▶ **Task input**
--- START ---

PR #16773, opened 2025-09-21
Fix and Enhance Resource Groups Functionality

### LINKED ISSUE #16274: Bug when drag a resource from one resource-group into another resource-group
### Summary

--- END ---
--- START ---

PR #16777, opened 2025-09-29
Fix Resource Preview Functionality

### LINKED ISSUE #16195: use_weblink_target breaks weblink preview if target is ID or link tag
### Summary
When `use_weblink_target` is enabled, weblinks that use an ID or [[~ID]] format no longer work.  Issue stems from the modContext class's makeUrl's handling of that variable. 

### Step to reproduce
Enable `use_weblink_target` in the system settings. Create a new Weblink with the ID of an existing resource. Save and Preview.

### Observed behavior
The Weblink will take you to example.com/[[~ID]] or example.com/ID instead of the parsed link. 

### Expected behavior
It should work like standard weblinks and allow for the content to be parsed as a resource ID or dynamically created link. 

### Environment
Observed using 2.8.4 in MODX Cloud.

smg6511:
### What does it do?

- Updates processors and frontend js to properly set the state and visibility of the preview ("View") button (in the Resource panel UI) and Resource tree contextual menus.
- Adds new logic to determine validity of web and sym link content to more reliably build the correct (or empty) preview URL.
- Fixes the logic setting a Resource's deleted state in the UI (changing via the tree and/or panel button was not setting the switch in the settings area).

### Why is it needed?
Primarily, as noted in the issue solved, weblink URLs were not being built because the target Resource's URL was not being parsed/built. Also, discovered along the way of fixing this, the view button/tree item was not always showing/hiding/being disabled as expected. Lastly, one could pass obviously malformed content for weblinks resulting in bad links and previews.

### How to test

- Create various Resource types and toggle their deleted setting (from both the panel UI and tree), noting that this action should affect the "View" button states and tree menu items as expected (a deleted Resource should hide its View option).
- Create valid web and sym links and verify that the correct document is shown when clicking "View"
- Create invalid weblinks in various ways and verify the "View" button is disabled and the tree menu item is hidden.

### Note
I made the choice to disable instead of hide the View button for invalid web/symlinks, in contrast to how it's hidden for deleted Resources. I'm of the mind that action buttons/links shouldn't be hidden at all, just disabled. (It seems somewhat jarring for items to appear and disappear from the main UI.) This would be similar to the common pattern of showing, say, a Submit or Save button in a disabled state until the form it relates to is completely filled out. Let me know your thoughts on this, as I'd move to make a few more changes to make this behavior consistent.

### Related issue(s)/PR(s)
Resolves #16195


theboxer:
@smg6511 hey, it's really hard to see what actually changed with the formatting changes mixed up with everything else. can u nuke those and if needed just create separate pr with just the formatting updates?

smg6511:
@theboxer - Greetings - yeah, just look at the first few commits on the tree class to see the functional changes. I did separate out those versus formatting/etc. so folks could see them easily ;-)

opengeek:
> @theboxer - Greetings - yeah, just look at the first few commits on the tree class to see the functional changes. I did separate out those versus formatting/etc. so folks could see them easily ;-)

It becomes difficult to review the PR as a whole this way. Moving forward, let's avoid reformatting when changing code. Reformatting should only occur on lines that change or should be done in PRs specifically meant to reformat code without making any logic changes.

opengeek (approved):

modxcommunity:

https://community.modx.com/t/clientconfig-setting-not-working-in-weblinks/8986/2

--- END ---

▶ **Assignment**
The required answer is the run of lines above, starting at the line with "### Step to reproduce" and ending at the line with "### Why is it needed?", reproduced exactly with both ends.

▶ **Exercise result**
### Step to reproduce
Enable `use_weblink_target` in the system settings. Create a new Weblink with the ID of an existing resource. Save and Preview.

### Observed behavior
The Weblink will take you to example.com/[[~ID]] or example.com/ID instead of the parsed link. 

### Expected behavior
It should work like standard weblinks and allow for the content to be parsed as a resource ID or dynamically created link. 

### Environment
Observed using 2.8.4 in MODX Cloud.

smg6511:
### What does it do?

- Updates processors and frontend js to properly set the state and visibility of the preview ("View") button (in the Resource panel UI) and Resource tree contextual menus.
- Adds new logic to determine validity of web and sym link content to more reliably build the correct (or empty) preview URL.
- Fixes the logic setting a Resource's deleted state in the UI (changing via the tree and/or panel button was not setting the switch in the settings area).

### Why is it needed?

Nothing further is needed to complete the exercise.